Author | : Donald J. Usner |
Publisher | : |
Total Pages | : 0 |
Release | : 2016 |
Genre | : Photography |
ISBN | : 9780890136171 |
Download ¡Órale! Lowrider Book in PDF, ePub and Kindle
Millicent Rogers assembled a stellar collection of Navajo, Zuni, Hopi, and Pueblo jewelry during the late 1940s and early 1950s, creating the basis of Taos's Millicent Rogers Museum.
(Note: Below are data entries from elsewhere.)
PR #5010, opened 2020-12-12
fix saml git idp metadata to be conditional

hdeadman:
The `SamlIdPGitRegisteredServiceMetadataConfiguration` is not conditional on `cas.authn.saml-idp.metadata.git.idp-metadata-enabled=true` even though `SamlIdPGitIdPMetadataConfiguration` is, but they are in the same module and the former will blow up due to the git settings being missing even if `cas.authn.saml-idp.metadata.git.idp-metadata-enabled` it not `true`.  Since that module is new to 6.3.0 one could say this is a bug, this fix should be in 6.3.0. 

I also made `AuthyAuthenticationEventExecutionPlanConfiguration` conditional on the `cas.authn.mfa.authy.api-key` being defined. This allows the module to be bundled in CAS and not used in some deployments by not setting the required api-key property. This is an older module but it is small change that is unlikely to break anything so I think it should be OK for 6.3.0 but I can break it out if it doesn't qualify. 

As a rule, a I think a "nice" module should only enable itself if a key required property is set. If a module can coexist with other things (e.g. OIDC, SAML, etc) and doesn't have any required settings without defaults then it isn't as important that it can be turned off. This would go along way towards being able to publish a CAS container image with a decent percentage of the popular modules already bundled, or building one war during CICD and testing different configurations, or just being able to turn features on and off in a deployment without rebuilding CAS.


mmoayyed:
> The SamlIdPGitRegisteredServiceMetadataConfiguration is not conditional on cas.authn.saml-idp.metadata.git.idp-metadata-enabled=true even though SamlIdPGitIdPMetadataConfiguration is, but they are in the same module

Yes, this is intentional. The metadata management can track SP metadata for registered services in git, and separately, it can also track idp metadata as well as overrides for idp-metadata per service. These have nothing to do with each other and should be able to run independently. If git settings are missing, this *should* blow up, or we need to introduce a different type of conditional to skip activation. As such, I wouldn't regard this as a bug but more of an enhancement.

In general, I agree with the principal of nice modules as long as there are sufficient log statements to indicate why something was not activated without aerobics. Is there anything we can use in the logs by default, besides the configuration report that can be used by Boot that seems quite noisy?

mmoayyed:
PS A good conditional candidate for both config classes would possibly be the git repo url. The management of SP metadata per git should only activate if git url is defined, and managing idp metadata in git should be activated using the existing setting and the git url.

hdeadman:
I fixed the annotation on `SamlIdPGitIdPMetadataConfiguration` so it requires two properties: 
```
@ConditionalOnProperty(prefix = "cas.authn.saml-idp.metadata.git", name = { "idp-metadata-enabled", "repository-url" })
```
and `SamlIdPGitRegisteredServiceMetadataConfiguration` only requires `repository-url`.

Author | : Charles M. Tatum |
Publisher | : Greenwood |
Total Pages | : 0 |
Release | : 2011-07-22 |
Genre | : Social Science |
ISBN | : 0313381496 |
Download Lowriders in Chicano Culture Book in PDF, ePub and Kindle
Much like rap music and ethnic foods, Chicano lowrider culture has become sufficiently widespread in recent decades to almost be considered "mainstream." Those outside of lowriding may not realize that this cultural phenomenon is not the result of a recent fad--it originated in the pre-World War II era and has continued to grow and evolve since then. This book shows readers how this expressive culture fits within the broader context of Chicano culture and how lowriding reflects the social, artistic, and political dimensions of America's fastest-growing ethnic group.
Author | : George Lipsitz |
Publisher | : U of Minnesota Press |
Total Pages | : 330 |
Release | : 1997 |
Genre | : Mass media |
ISBN | : 9781452905785 |
Download Time Passages Book in PDF, ePub and Kindle
Author | : Mona Ruiz |
Publisher | : Arte Publico Press |
Total Pages | : 292 |
Release | : 2005-04-30 |
Genre | : Biography & Autobiography |
ISBN | : 9781558854550 |
Download Two Badges Book in PDF, ePub and Kindle
The author describes how she went from a gang member, married to an abusive husband, and on welfare to becoming a member of the Santa Ana police force.